Es komme auch vor, dass Freiwillige kurzfristig wieder abspringen. „Das passiert, wenn die schulischen Ergebnisse unerwartet besser sind als erwartet.“ Denn dann würden sich junge Leute häufig doch für ein Studium entscheiden.

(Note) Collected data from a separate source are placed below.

PR #986, opened 2014-03-04
Mobilecommons update

### LINKED ISSUE #882: Mobilecommons module update
- [x] Create a new 7.x-1.1 release from dev branch to make use of `mobilecommons_request` method
- [x] Update drupal-org.make file
- [x] Update mobilecommons opt-in methods accordingly

aaronschachter:
Fixes #882

If you're testing any campaign signup stuff, run a `ds build` to grab the latest mobilecommons contrib module.  Or download and replace in your relevant local html/profiles/dosomething/modules/contrib/mobilecommons.

### DIFF
--- a/lib/modules/dosomething/dosomething_signup/includes/dosomething_signup.mobilecommons.inc
+++ b/lib/modules/dosomething/dosomething_signup/includes/dosomething_signup.mobilecommons.inc
@@ -54,11 +54,15 @@ function dosomething_signup_get_mobilecommons_vars($account, $lid, $title = NULL
   $args = array(
     'opt_in_path[]' => $lid,
     'person[phone]' => $mobile,
-    // Expected format is YYYY-MM-DD.
-    'person[date_of_birth]' => dosomething_user_get_birthdate('Y-m-d', $account),
-    'person[first_name]' => dosomething_user_get_field('field_first_name', $account),
     'person[email]' => $account->mail,
   );
+  if ($first_name = dosomething_user_get_field('field_first_name', $account)) {
+    $args['person[first_name]'] = $first_name;
+  }
+  // Expected DOB format is YYYY-MM-DD.
+  if ($dob = dosomething_user_get_birthdate('Y-m-d', $account)) {
+    $args['person[date_of_birth]'] = $dob;
+  }
   if (isset($title)) {
     $args['person[campaign_name]'] = $title;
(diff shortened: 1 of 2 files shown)


lib/modules/dosomething/dosomething_signup/includes/dosomething_signup.mobilecommons.inc
```diff
@@ -5,45 +5,62 @@
...
+
+  $args = array(
+    'opt_in_path[]' => $lid,
+    'person[phone]' => $mobile,
+    // Expected format is YYYY-MM-DD.
+    'person[date_of_birth]' => dosomething_user_get_birthdate('Y-m-d', $account),
+    'person[first_name]' => dosomething_user_get_field('field_first_name', $account),
+    'person[email]' => $account->mail,
+  );
+  if (isset($title)) {
```
angaither, line 66: if we are testing if this title isset before sending it, we should also test the first name & birthday as those aren't required fields on registration.

aaronschachter:
@angaither updated!

lib/modules/dosomething/dosomething_signup/includes/dosomething_signup.mobilecommons.inc
```diff
@@ -5,45 +5,66 @@
...
+ * @param string $title
+ *   Optional -- The campaign title the user has signed up for.
+ *
+ * @return mixed
+ *   Array of arguments to pass to a Mobilecommons request, or FALSE if no mobile.
+ */
+function dosomething_signup_get_mobilecommons_vars($account, $lid, $title = NULL) {
+   // If user doesn't have mobile number, exit function.
+  $mobile = dosomething_user_get_mobile($account);
+  if (!$mobile) {
```
angaither: hmm, one more thing. if this func is `get_mobilecommon_vars` shouldn't this check happen outside of the function, it should be only getting the vars

aaronschachter: Hmmm, I can see an argument for either... but because you always have to pass in a mobile # to mobilecommons, I think it could have its place here as well.  I don't mind making the change.

aaronschachter:
@angaither updated, updated!

angaither:
:+1:

PR #989, opened 2014-03-04
User Partners/Sponsors field

### LINKED ISSUE #772: User: Partner term field
- [x] Add the existing field_partner onto the User, to associate a user with a partner term(s).
- [x] Only staff can view and edit the User's field_partner values.

This allows us to track activity for sponsors, e.g. 
- Did they even login and look at the action page? 
- Did they reportback?

As far as giving Sponsor/Partners access to campaigns before they are published, we'll use staging and publish a campaign there.

_Original Description_

Create "sponsor" and "press" roles, with same permissions as generic member role. 
When a sponsor like H&M wants to view their site that's behind the gate, we can create them a login.

aaronschachter:
Fixes #772 by adding the existing `field_partner` Term Reference multi-value field to the User entity.  

Only staff can view/edit.


angaither:
:+1:

PR #995, opened 2014-03-05
Updating Solr biases

### LINKED ISSUE #951: SOLR: Field Biasing
- [x] Author name should be omitted (currently set at 3.0)
- [x] The rendered comments associated with a node should be omitted (currently set at 0.5)
- [ ] Taxonomy term names only from the Cause vocabulary should be set at 3.0 (currently omitted)
- [ ] Taxonomy term names only from the Issue vocabulary should be set at 3.0 (currently omitted)

blisteringherb:
Fixes #951


lib/modules/dosomething/dosomething_search/dosomething_search.apachesolr_environments.inc
```diff
@@ -21,11 +21,117 @@ function dosomething_search_apachesolr_environments() {
...
   $environment->conf = array(
-    'apachesolr_direct_commit' => 0,
-    'apachesolr_index_updated' => 1392910246,
-    'apachesolr_last_optimize' => 1392910246,
-    'apachesolr_read_only' => '0',
-    'apachesolr_soft_commit' => 0,
+    'apachesolr_index_last' => array(
+      'node' => array(
+        'last_changed' => '1393971408',
+        'last_entity_id' => '715',
```
aaronschachter, line 27: I'm not too familiar with apachesolr config so forgive me if this is a dumb question but is this code generated from features?  Won't the last_changed and last_entity_id constantly be changing?

blisteringherb, line 27: These are exported by Features.  The consequence of having these vars in features is that it causes feature overrides and in this case reverting the feature doesn't actually revert.  Unfortunately there's no good way to fix this.  https://drupal.org/node/1984502  The "fix" involves not using features and scripting the setup of the variables.

aaronschachter, line 27: Aw, shizniz.   :+1: This is fine for now, but any thoughts about whether or not it makes to script later down the line so we don't run into that?

blisteringherb, line 27: I think if we notice that indexing is behaving strangely, we can move forward with scripting.  Since there were only a few people in that issue queue, I'm thinking it works pretty solidly for most applications.

PR #996, opened 2014-03-05
Removes secure pages module from info file & code.

### LINKED ISSUE #994: Remove Secure Pages Module
take out of info file
remove any code that references the module

angaither:
Fixes #994 

Refs #984


aaronschachter:
There are a bunch of variables being set in the dosomething.install that should be removed as well.

angaither:
@aaronschachter good call, updated.

aaronschachter:
:+1:

Issue #974, opened 2014-03-04
Reportback Files


aaronschachter:
- [x] Drop `field_image_user_reportback` field and remove all references to it in reportback feature.
- [x] Create new table `dosomething_reportback_files` 
- [x] Reportback form submit should insert record into it
- [x] Update /reportbacks view to display corresponding reportback files
- [x] Display uploaded files in reportback buildContent

aaronschachter:
Removing "blocker" label, form is in good shape for styling.  Back end code is in decent shape but still needs a little more love per checklist in issue description.

aaronschachter:
This issue was created to generally move Reportback Images out of the Drupal field and into their own db table, using a Drupal "file" Form API element to handle the upload.  

I've opened up issues for the remaining bugs and enhancements in order to close out this general issue, as the move has been completed.

PR #1008, opened 2014-03-05
Kill reportback field

aaronschachter:
Refs #974

Drops the Drupal Field on reportbacks and removes it from features.

Creates new db table to store them.


angaither:
:+1:

PR #1009, opened 2014-03-05
Replaces robots.txt during staging deployment

desmondmorris:
To prevent unwanted robots and crawlers on the public facing staging instance we must update the robots file in the webroot with: 

```
User-agent: *
Disallow: /
```

This is executed after deployments


aaronschachter:
Yes totes :+1: best practice

Issue #1014, opened 2014-03-05
action page (prove it) – report back modal markup


DFurnes:
We're abandoning the original field implementation for file uploads and using a custom-built form implementation. We need to be able to:
1. Upload a single image using a standard `<input type="file">` tag.
2. Display the previously uploaded image if editing an existing report back.

barryclark:
@DFurnes is this guy closed?

barryclark:
@DFurnes bump :bug:

DFurnes:
Still needs some work on the interface for uploading & viewing images.

PR #1016, opened 2014-03-05
File upload for Reportback form

aaronschachter:
Refs #974, #1014

Adds a "file" Form API element, and saves file into public://reportbacks/[nid].

This still a work in progress, this PR is to get the file element into the form to allow for fending.


aaronschachter:
actually we don't need this for stage just yet.  this could use more cleanup.

PR #1027, opened 2014-03-06
Reportback File upload

aaronschachter:
Refs #974, #1014
- Removes admin menu links for Reportback fields/display (no more fields)
- Adds a `file` element to the `dosomething_reportback_form` and adds relevant file validating / save handling
- Uses just one function: `dosomething_reportback_save($values)` to replace `dosomething_reportback_insert_reportback` and `dosomething_reportback_update_reportback` functions
- Moves a lot of the general Reportback API stuff into the Reportback Entity classes.
  - `save`: adds a file into dosomething_reportback_files on save if $entity->fid is set
  - `save` and `delete`: Handles the reportback log writes (instead of using hook_entity_[operation] functions)

TODO:
- Update documentation
- Display uploaded file on the form if updating -- last outstanding task in #1014
- Rename files upon upload to avoid overwriting
- Form validation
  - file upload is mandatory if new reportback, otherwise not mandatory
  - Make sure quantity value is numeric
- ~~Form tweaks (change labels, add placeholder values where applicable)~~


lib/modules/dosomething/dosomething_reportback/dosomething_reportback.module
```diff
@@ -458,37 +459,25 @@ function dosomething_reportback_exists($nid, $uid = NULL) {
...
-        'email' => $account->mail,
-        'uid' => $account->uid,
-        'first_name' => dosomething_user_get_field('field_first_name', $account),
-        'event_id' => '??',
-        'impact_verb' => '??',
-        'impact_number' => '??',
-        'impact_noun' => '??',
-      );
-      dosomething_user_send_message_request('campaign_reportback', $params);
-    }
```
angaither, line 491: probably don't want to be removing this stuff.

lib/modules/dosomething/dosomething_reportback/dosomething_reportback.module
```diff
@@ -585,24 +529,33 @@ function dosomething_reportback_log_insert($op, $entity) {
...
 /**
- * Implements hook_entity_update().
+ * Returns the path to write a reportback file for given node $nid.
  */
-function dosomething_reportback_entity_update($entity, $type) {
-  if ($type == 'reportback') {
-    dosomething_reportback_log_insert('update', $entity);
-  }
+function dosomething_reportback_get_file_dir($nid) {
+  return 'public://reportbacks/' . $nid;
```
angaither, line 540: :+1:

angaither:
Looks ok, just keep the message request in!

lib/modules/dosomething/dosomething_reportback/dosomething_reportback.module
aaronschachter, line 491: its not removed!  its been abstracted into `dosomething_reportback_message_broker`

angaither, line 491: :dancers: Merge away! :+1:

PR #1028, opened 2014-03-06
Hides asterisks on required form fields.

### LINKED ISSUE #869: Auth - Create an Account Required Fields Needed
First Name and Birthday should both be required fields and they should have \* indicating that they are required.

image

DFurnes:
Fixes #869.

Drupal.org gave some friendly advice along the way. :trollface: 
drooooopal

### DIFF
--- a/lib/themes/dosomething/paraneue_dosomething/scss/feature/_drupal.scss
+++ b/lib/themes/dosomething/paraneue_dosomething/scss/feature/_drupal.scss
@@ -8,6 +8,12 @@
   display: none;
 }
 
+// Hide asterisks on required form fields.
+.form-required {
+  display: none;
+}
+
+
 
 // @TODO: Remove date.css to override this more cleanly
 .container-inline-date .date-padding {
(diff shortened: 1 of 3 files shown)


aaronschachter:
Why not just hide the asterik with css instead of unset it?

DFurnes:
We can, but if that's the case then we should be adding a '#required' to the first name and birthday fields as well since neither of them have it.

DFurnes:
That being said, using a PHP hook to add inline CSS to the page with a `display: none !important` is almost certainly not the right way to be doing this.

aaronschachter:
If first name and birthday are required, it definitely makes sense to add to the form.

This doesn't work? https://drupal.org/comment/229295#comment-229295

angaither:
@DFurnes since these are required fields, rather not unset them as required... if adding it to first name and birthday we can do that

angaither:
@aaronschachter jinx

DFurnes:
@aaronschachter That'd work. I'm happy to do it that way instead.

Just read the documentation and I see that `#required` is setting validation on the server-side. Definitely agreed that we shouldn't be unsetting it, good call. Frustrating that all this stuff is intertwined though.

angaither:
Alright, I'll make and issue and do it :ballot_box_with_check:

DFurnes:
Pair coded with @desmondmorris, merging in.

PR #1029, opened 2014-03-06
Fact Styles and Markup Updates

mmwtsn:
Desktop: styles the "Know It" fact sources.
Mobile: adds and styles the fact sources below the "Prove It" section.

### DIFF
--- a/lib/themes/dosomething/paraneue_dosomething/templates/campaign/node--campaign.tpl.php
+++ b/lib/themes/dosomething/paraneue_dosomething/templates/campaign/node--campaign.tpl.php
@@ -108,6 +108,7 @@
     <script id="modal-partner-<?php print $delta; ?>" type="text/cached-modal">
       <a href="#" class="js-close-modal modal-close-button">×</a>
       <?php print $partner['copy']; ?>
+      <?php if (isset($partner['image'])): print $partner['image']; endif; ?>
     </script>
     <?php endforeach; ?>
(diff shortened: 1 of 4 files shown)


lib/themes/dosomething/paraneue_dosomething/templates/campaign/node--campaign.tpl.php
```diff
@@ -94,17 +68,51 @@
...
+        <div class="legal"><sup><?php print ($key + 1); ?></sup><?php print $source; ?></div>
+      <?php endforeach; ?>
+    </script>
+    <?php endif; ?>
+
+    <?php if (isset($partner_info)): ?>
+    <?php foreach ($partner_info as $delta => $partner): ?>
+    <script id="modal-partner-<?php print $delta; ?>" type="text/cached-modal">
+      <a href="#" class="js-close-modal modal-close-button">×</a>
+      <?php print $partner['copy']; ?>
```
aaronschachter, line 110: I'm removing code below out of #1049 to avoid merge conflict (since the partner info modal has changed locations).  Add this in to print the Image field.

```
<?php if (isset($partner['image'])): print $partner['image']; endif; ?>
```

mmwtsn, line 110: @aaronschachter Thanks for the heads up. Added below. Could you check out 9194995 ?

PR #1671, opened 2014-04-07
Campaign signup security.

### LINKED ISSUE #480: Signup: Security / hidden nid

angaither:
Fixes #480

### DIFF
--- a/lib/modules/dosomething/dosomething_user/dosomething_user.module
+++ b/lib/modules/dosomething/dosomething_user/dosomething_user.module
@@ -248,8 +248,8 @@ function dosomething_user_is_under_thirteen($user = NULL) {
  */
 function dosomething_user_login_submit($form, &$form_state) {
   // If nid is not present, nothing to sign up for.  Exit.
-  if (isset($form_state['input']['nid'])) {
-    $nid = $form_state['input']['nid'];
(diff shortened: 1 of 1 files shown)


lib/modules/dosomething/dosomething_user/dosomething_user.module
```diff
@@ -290,8 +290,8 @@ function _dosomething_user_add_campaign_data(&$form) {
       // Add a hidden nid field.
       $form['nid'] = array(
         '#type' => 'hidden',
-        // @TODO: Encrypt me.
         '#value' => $obj->nid,
+        '#access' => FALSE,
```
aaronschachter, line 294: I had tried this, but it seemed like signups didn't work anymore upon login.  This is working for you?

aaronschachter, line 294: Oh I missed your comment in the issue.  If this is tested and good to go, awesome.

PR #1672, opened 2014-04-07
Removing textarea.js file that Drupal adds since it was breaking the JS ...

weerd:
...on campaign pages.


weerd:
@DFurnes :cactus:

DFurnes:
Non-value removed => value added! :100:

Issue #1665, opened 2014-04-04
action page (action guides) -copy running over modal


mikefantini:
copy is running over the modal of action guides. 

example: https://beta.dosomething.org/campaigns/i-want-you-quit-because  

https://trello-attachments.s3.amazonaws.com/52ea92c7ccdaf8415b8cab3a/533eb9e7334d9e9f53da6a2d/692x681/0ac9cad1aba7bd7b54130849f8125f67/Screen_Shot_2014-04-04_at_9.55.33_AM.png

weerd:
Should the link be explicitly output showing the full link, or would it potentially be better if the maybe the initial text of the list item was created as a link, with the `href` defined as the link that is currently printed. Might not be feasible based on how the info is input; just a thought but I could look into it.

mikefantini:
so like we talked about let's have the text wrap. also happening here with URLs (https://www.dosomething.org/campaigns/comeback-clothes when go to view the sources): 
![image](https://cloud.githubusercontent.com/assets/6330971/2634759/6975ab7c-be7d-11e3-921a-1c92fd4b8157.png)

weerd:
@mikefantini the above screenshot is for content outside of the modal, so I'll do a different fix for the sources. Do you want to add a separate ticket?

PR #1676, opened 2014-04-07
Updates to the action pages for the modal and the Prove It footer.

### LINKED ISSUE #1202: action page (contact) - need contact us on mobile
To do this add a period to "In partnership with H&M." Then have "Have a question? Contact us." next to that.

Also update text to read "Contact us." Instead of "Give us a shout"

weerd:
Resolves #1202 & #1665

With updated layout for the Prove It footer, I was able to combine most of the rules for the two items in the footer into unified rules and clean things up a bit :)


DFurnes:
:thumbsup:

PR #1677, opened 2014-04-07
Campaign finder feature flag

DFurnes:
#### Changes:
- Adds a feature flag to theme settings to toggle Campaign Finder (allowing us to test it on QA without deploying to production).
- Points Campaign Finder to use Black Angus rather than Morgan's laptop.
- Initializes Campaign Finder module only if its present on page.


lib/themes/dosomething/paraneue_dosomething/js/finder/CampaignFinder.js
```diff
@@ -20,7 +20,7 @@ define(["jquery", "lodash", "finder/CampaignResults"], function($, _, CampaignRe
        Configure this too. What's the base URL of the Solr server that you want
        the browser pinging? And what collection?
        */
-    baseURL: "http://192.168.1.139:8080/solr/",
+    baseURL: "http://192.168.1.169:8008/solr/",
```
desmondmorris, line 23: You may want to add this to the Drupal.settings javascript variable.  Just to cover your ass when/if that thing changes.  That value is already stashed in a variable, so you would just need to inject via drupal_add_js. Something like:

```
drupal_add_js(
  array(
    'myModule' => array(
      'solr_path' => variable_get('solr_path', 'http://localhost:8983');  // I dont know the right variable off of teh top of my head, but you get the idea
     )
  ),
  'setting'
);
```

Not a blocker right now, just a suggestion.

lib/themes/dosomething/paraneue_dosomething/templates/home/node--home.tpl.php
```diff
@@ -1,3 +1,105 @@
+<?php
+
+/**
+ * If theme setting is checked, show the new Campaign
+ * Finder/new homepage design.
+ * @see dosomething_user.module
+ */
+if( theme_get_setting('show_campaign_finder') ) {
```
desmondmorris, line 8: You may want to inject a variable into the template via preprocess or theme function rather than execute the theme_get_setting function.  Just to keep db calls out of the template.

Also, not a blocker for merge

desmondmorris:
Looks good.  I added a few non blocking considerations for a rainy day.

DFurnes:
Cool cool. Both good points. :+1:

PR #1687, opened 2014-04-08
Address finder style

### LINKED ISSUE #1539: action page (address collection) - style modal
We need the modal styled to collect addresses from users in order to send them banners.

This should be styled like the other modals on the page.

See #1484 for related issue.

DFurnes:
screen shot 2014-04-08 at 11 46 32 am

Fixes #1539.


weerd:
@DFurnes I take it the form gets output in this call? `<?php print $action_guide['content']; ?>`

weerd:
:+1:

aaronschachter:
@weerd The signup data form is output here: https://github.com/DFurnes/dosomething/blob/address-finder-style/lib/themes/dosomething/paraneue_dosomething/templates/campaign/node--campaign.tpl.php#L227

weerd:
Cool. ok ;)

PR #1697, opened 2014-04-08
Campaign finder lazy load

DFurnes:
More CSS cleanup; lazy-loading thumbnails. No longer automatically triggers finder on initial load, in preparation for a static initial state on homepage.


barryclark:
Very nice very nice :poodle:

PR #1698, opened 2014-04-08
Reportback form: Custom field

### LINKED ISSUE #1647: campaigns - additional report back question
For now just need a radio button hard coded into Comeback Clothes.

Question: 
- Did you recycle the clothes through H&M?

Options:
- Yes
- No

Eventually we'll want this in the campaign creation interface so that campaigns can add their own additional report back questions.

---
- [x] New table: `dosomething_reportback_field` -- stores a node's additional reportback fields
- [x] New table:  `dosomething_reportback_field_data` - stores the user submitted field data per reportback
- [x] Render reportback_field as form element on reportback form
- [x] Write reportback_field form value to dosomething_reportback_field_data
- [x] Log reportback_field form value to dosomething_reportback_log
- [x] Update hook to populate record in `dosomething_reportback_field` for Comeback Clothes (nid 362)

aaronschachter:
Fixes #1647

Renders an additional field in the reportback form based on configurations in the "Reportback Fields" section.
-- Hardcodes the "options" element for radios for now, in the interest of getting this out for production tomorrow.

Adds a dosomething_reportback_field record for Comeback Clothes with status = 0, which means the additional question will not appear by default.  Must manually edit node 362 and check the "Add additional reportback field" checkbox to get it to appear.

### DIFF
--- a/lib/modules/dosomething/dosomething_campaign/dosomething_campaign.module
+++ b/lib/modules/dosomething/dosomething_campaign/dosomething_campaign.module
@@ -48,6 +48,7 @@ function dosomething_campaign_menu() {
  * Adds form elements for non-field campaign elements.
  */
 function _dosomething_campaign_form_extras(&$form, &$form_state) {
+  global $user;
   // If this is a node create form, display help text and exit out of extras.
   if (!isset($form['nid']['#value'])) {
     $form['custom'] = array(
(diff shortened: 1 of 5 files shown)


lib/modules/dosomething/dosomething_campaign/dosomething_campaign.module
```diff
@@ -56,6 +56,11 @@ function _dosomething_campaign_form_extras(&$form, &$form_state) {
     );
     return;
   }
+  // If admin:
+  if (user_access('administer modules') && module_exists('dosomething_reportback')) {
```
angaither: might be better to check user role here.

angaither:
Seems ok for comeback clothes though

aaronschachter:
@angaither updated to use role instead of a permission.  ok to merge?

angaither:
:+1:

Vergangenes Jahr hatte sich bis Mitte Juni kein einziger Freiwilliger beim BRK gemeldet. „Spontan sind dann doch noch welche reingeschneit“, so Gerner. „Für uns ist das natürlich blöd, weil wir nicht planen können.“ Zu dem Zeitpunkt war bereits zusätzliches Personal eingestellt worden. „Aber Bufdis oder FSJler sind natürlich immer ein Zuckerl für uns.“ Zum Einsatz kommen sie beispielsweise als Fahrer im Krankentransport. „Das sind richtige Mitarbeiter.“

In den Oberland-Werkstätten in Gaißach haben vier FSJler begonnen. Theoretisch wäre Platz für mehr gewesen, sagt Betriebsleiterin Carolin König. „Aber das Kontingent bei unserem Vertragspartner, dem Lebenshilfe-Landesverband, war erschöpft.“ Im vergangenen FSJ-Jahr sei nur eine Frau als Freiwillige tätig gewesen. „Wir mussten mit 450-Euro-Kräften kompensieren und nicht ganz so wichtige Tätigkeiten hinten anstellen.“ Durch den Zivildienst habe es früher mehr Freiwillige gegeben, sagt König. „Aber da sie verpflichtet waren, waren sie manchmal nicht recht motiviert“, wendet Gerner ein. Das sei bei den jetzigen Freiwilligen anders. Sie habe in den vergangenen Jahren nur einen jungen Mann gehabt, mit dem es nicht gepasst habe, sagt König. Die FSJler bei den Oberland-Werkstätten arbeiten in der Wäscherei, im Metallbereich oder der Industriemontage mit und unterstützen die Menschen mit Behinderung.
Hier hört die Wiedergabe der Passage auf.